WestLB AG´s Owners Reach Agreement on Comprehensive Risk “Shield”
WestLB Submits Framework Plan for Restructuring
The owners of WestLB AG have reached an agreement to ring-fence substantial risks in the Bank´s structured portfolios. Securities with a nominal volume of roughly € 23 billion will be ring-fenced off the Bank´s balance sheet in a special purpose vehicle. This solution means that the losses included in the 2007 annual accounts as a result of the developments on the international capital markets will be compensated for in the current financial year and that future – as yet unidentifiable - risks will be ring-fenced. The financing of the special purpose vehicle will be secured by a guarantee from the owners of up to € 5 billion to cover any payment defaults. The owners will meet any possible losses from these securities portfolios in line with their shareholdings in WestLB up to an amount of € 2 billion, in compliance with their statement of January 20, 2008. Any further losses up to € 3 billion will be borne by the State of North Rhine-Westphalia (disproportionate share in the risk “shield”).
If and to the extent that claims arising from the disproportionate risk “shield” are asserted against the State of North Rhine-Westphalia, the federal state is entitled to demand that a corresponding number of WestLB shares currently held by the savings banks associations (RSGV and WLSGV) and the regional associations shall be transferred to the federal state against payment of the book value of the shares held by the above shareholders. Any claims shall be based on a calculated share price of € 220, less a discount of € 20 per share. For the regional associations a share price of € 220 shall apply. Instead of a transfer of the shares, the parties involved may also agree on a cash payment.
Michael Breuer, Chairman of the WestLB Supervisory Board, said:
“WestLB can now concentrate fully on its future realignment.” This expressly includes exploring the possibilities of a merger with Helaba.
Key Points of the Restructuring
WestLB´s Managing Board has submitted to the Supervisory Board a framework plan for restructuring and strengthening the business model by the year 2010. The plan envisages cost savings of € 300 million, which are to be achieved, among other things, by reducing headcount by between 1,300 and 1,500 employees during this period. At the same time income will be increased by approximately € 100 million through the savings banks and mid-cap initiative alone. The Supervisory Board instructed the Managing Board to work out the details of the restructuring based on the key points submitted.

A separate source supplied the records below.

PR #424, opened 2026-07-29
fix(solana): report unsupported transaction versions instead of a bincode EOF

pepe-anchor:
## Why

[SIMD-0296](https://github.com/solana-foundation/solana-improvement-documents/blob/main/proposals/0296-larger-transactions.md) raises Solana's max transaction size from 1232 to 4096 bytes, but only for the new `v1` format specced separately in [SIMD-0385](https://github.com/solana-foundation/solana-improvement-documents/blob/main/proposals/0385-transaction-v1.md). Both are `status: Review` with no feature key assigned. We support legacy and v0 only, so the question was whether a `v1` payload could reach a user rendered under a wrong interpretation.

It can't: a `v1` envelope fails both of our decoders. But the error we returned for that (and for any unsupported message version) was `Decode error: io error: unexpected end of file`, which points at nothing. `from_string` discarded solana-sdk's precise diagnostic with `if let Ok(..)` and reported the legacy decoder's failure instead, after that decoder had already misread the version prefix as a header byte.

## What

Both decoders run first. Only if both fail do we inspect the payload, and then only the leading byte:

- If it is the `v1` marker (`0x80 | 1`), return `UnsupportedVersion` naming SIMD-0385.
- Otherwise return `DecodeError` carrying the **versioned** decoder's error verbatim. solana-sdk already emits `invalid value: integer `N`, expected a valid transaction message version` for an unknown version and `off-chain messages are not accepted` for version 127, so there is nothing left to reconstruct.

No behaviour change for legacy or v0: the only payloads whose outcome changes are ones that already failed.

### Two defects this PR went through before landing here

Worth recording, because the first version of this change got the reasoning wrong and review caught it empirically.

**Ordering.** The `v1` marker check originally ran *before* either decoder, justified by a comment claiming no legacy/v0 transaction could produce a leading `0x81`, on the grounds that doing so needs ≥129 signatures (≥8256 bytes) and Solana caps transactions at 1232. That cap is a **network** rule this parser does not enforce (our limits are 10 MB CLI / 25 MB gRPC). A 129-signature legacy transaction decodes fine here and was being rejected as `v1`, regressing a payload that previously worked. Running the check last removes the need for the argument entirely.

**Byte-walking version probe.** A helper located the message version byte to name unsupported versions. `decode_shortu16_len` succeeds for any first byte below `0x80` regardless of whether the input is envelope-shaped, so random bytes could land on an offset whose byte had the high bit set and be reported as a specific unsupported version. A fix for misleading errors that produced its own. Deleted in favour of solana-sdk's error text.

### Accepted residual

Garbage that starts with `0x81` and fails both decoders is still labeled `v1` (e.g. a *truncated* 129-signature legacy tx). It is rejected either way, so this is diagnostic imprecision, never a wrong accept, and much narrower than what it replaces.

### Out of scope

Implementing `v1`. It is a new wire format (fixed-width counts, trailing signatures, no address lookup tables) and its `TransactionConfigMask` moves priority fee / CU limit / heap into a header bitmask while ComputeBudget instructions become ignored-but-executed no-ops. That last part is a display trap for our `compute_budget` preset (a `v1` tx could show a fee the validator ignores) and deserves its own change once SIMD-0385 is accepted.

## Rollback

Revert the two commits. The change is confined to `SolanaTransactionWrapper::from_string` plus its tests in one file; nothing persists state or changes a wire format.

## Backwards compatibility

Compatible. Legacy and v0 parse exactly as before, pinned by tests including the 129-signature case. The error *variant* for some already-failing payloads changes; nothing in the workspace matches on `TransactionParseError` variants, both stringify through the same gRPC error path.

## Test evidence

`unsupported_versions` module in `core/visualsign.rs`:
- `rejects_simd385_v1_with_an_unsupported_version_error`
- `rejects_v1_across_the_whole_legal_envelope` — sweeps the SIMD-0385 caps (1-12 signatures, 2-64 addresses, 0-3000 bytes instruction data, up to the 4096-byte limit); payloads traverse both decoders rather than short-circuiting at byte 0
- `accepts_legacy_with_129_signatures_despite_leading_v1_marker_byte` — the regression from the ordering defect
- `reports_the_version_for_an_unknown_versioned_message_prefix` — asserts solana-sdk's wording survives
- `names_version_127_as_an_off_chain_message`
- `still_accepts_v0`

```
cargo test -p visualsign-solana            # 328 passed, 0 failed (9 binaries)
cargo clippy --all-targets -- -D warnings  # exit 0, workspace-wide
cargo fmt --check                          # clean
```

Reviewed at depth=high (quick-review + pr-review + deep-review) over three quality-loop iterations. `deep-review` verified the ordering fix against `solana-transaction`/`solana-message` source and with a standalone probe crate built on the pinned dependency versions, confirming `bytes.first()` is the outer short-vec signature-count byte and that returning the versioned error hides no better legacy-specific diagnostic.

### DIFF
--- a/src/chain_parsers/visualsign-solana/src/core/visualsign.rs
+++ b/src/chain_parsers/visualsign-solana/src/core/visualsign.rs
@@ -13,8 +13,9 @@ use crate::idl::signature::{
 };
 use base64::{self, Engine};
 use solana_sdk::{
-    message::VersionedMessage,
+    message::{MESSAGE_VERSION_PREFIX, VersionedMessage},
     pubkey::Pubkey,
+    short_vec::decode_shortu16_len,
     transaction::{Transaction as SolanaTransaction, VersionedTransaction},
 };
 use std::collections::BTreeMap;
@@ -37,6 +38,34 @@ use crate::intermediate::extract_solana_intermediate_output;
 /// loading has a wider 10 MB cap, but proto-supplied IDLs arrive per-request
 /// and are deserialized on the hot path, so we apply a tighter bound here.
 const MAX_IDL_JSON_BYTES: usize = 1_024 * 1_024;
+
+/// Leading byte of a SIMD-0385 `v1` transaction (`0x80 | 1`).
+///
+/// `v1` puts its `VersionByte` first and its signatures last, so unlike
+/// legacy/v0 this byte sits at offset 0 of the payload. Legacy and v0 both
+/// start with a compact-u16 signature count instead, and `0x81` there decodes
+/// to `1 + 128 * next_byte` (>= 129) signatures, which needs >= 8256 bytes of
+/// signature data. No legacy/v0 transaction can be that large, so this byte is
+/// an unambiguous `v1` marker rather than a heuristic.
+const TRANSACTION_V1_VERSION_BYTE: u8 = 129;
+
+/// Read the message version prefix of a legacy/v0-framed payload, returning the
+/// version number when it is one we cannot decode.
+///
+/// The envelope is `[compact-u16 signature count][64-byte signatures..][message]`
+/// and a versioned message leads with `MESSAGE_VERSION_PREFIX | version`. Returns
+/// `None` for legacy (no high bit) and for v0, which we both support, and for
+/// payloads too short or malformed to locate the byte in.
+fn unsupported_message_version(bytes: &[u8]) -> Option<u8> {
+    let (sig_count, prefix_len) = decode_shortu16_len(bytes).ok()?;
+    let message_start = prefix_len.checked_add(sig_count.checked_mul(64)?)?;
+    let version_byte = *bytes.get(message_start)?;
+    if version_byte & MESSAGE_VERSION_PREFIX == 0 {
+        return None;
+    }
+    let version = version_byte & !MESSAGE_VERSION_PREFIX;
+    (version != 0).then_some(version)
+}
 
 /// Append decode errors as diagnostics and lint diagnostics to the output fields.
 /// decode::visualizer_error is intentionally not routed through LintConfig --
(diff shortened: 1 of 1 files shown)


src/chain_parsers/visualsign-solana/src/core/visualsign.rs
```diff
@@ -1604,6 +1650,223 @@ mod tests {
...
+    /// size cap to 4096 bytes but only for the SIMD-0385 `v1` format, which
+    /// shares no framing with legacy/v0 (fixed-width counts instead of
+    /// compact-u16, and signatures trailing rather than leading). `from_string`
+    /// always tries both real decoders (versioned, then legacy) first; the
+    /// `0x81` leading-byte check for `v1` only runs once both have failed, so
+    /// it can never shadow a payload that is actually decodable. These tests
+    /// pin that behavior: we reject anything neither decoder can read, we say
+    /// why, and a legacy/v0 payload that merely happens to start with `0x81`
+    /// (an outer compact-u16 signature count of 129, 257, ...) still decodes.
+    mod unsupported_versions {
```
nathan-margosian-anchor, line 1665: Are any of the functions in this mod unsupported_versions used anywhere?

nathan-margosian-anchor (approved):
Just a note that SIM-0296 does have a feature gate on Mainnet (even though the SIMD doc on Github doesn't have it)
```
solana feature status -um | grep 0296
6TkHkRmP7JZy1fdM6fg5uXn76wChQBWGokHBJzrLB3mj | inactive                | NA              | SIMD-0296: Raise CPI nesting limit from 4 to 8
```

src/chain_parsers/visualsign-solana/src/core/visualsign.rs
pepe-anchor: Yep, only in the tests tho.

Alexander Stuhlmann, Chairman of the Managing Board of WestLB, said:
“Headcount reductions are always painful. But there is no alternative. We have to begin quickly to shape the future of WestLB and make the remaining jobs as safe as possible.”
The key points of the restructuring are:
- strengthening the joint business with the savings banks and private clients
- significantly expanding the mid-cap business and optimising the business with large corporates
- further developing the real estate business and
- focusing our investment banking activities.
Alexander Stuhlmann added: “The restructuring will not be to the detriment of our clients. On the contrary, we will invest in our clients and, apart from the mid-cap business, expand our product offering for the client business of the savings banks. Let me emphasise, however, that we do not wish to grow in competition with the savings banks, but in partnership with them.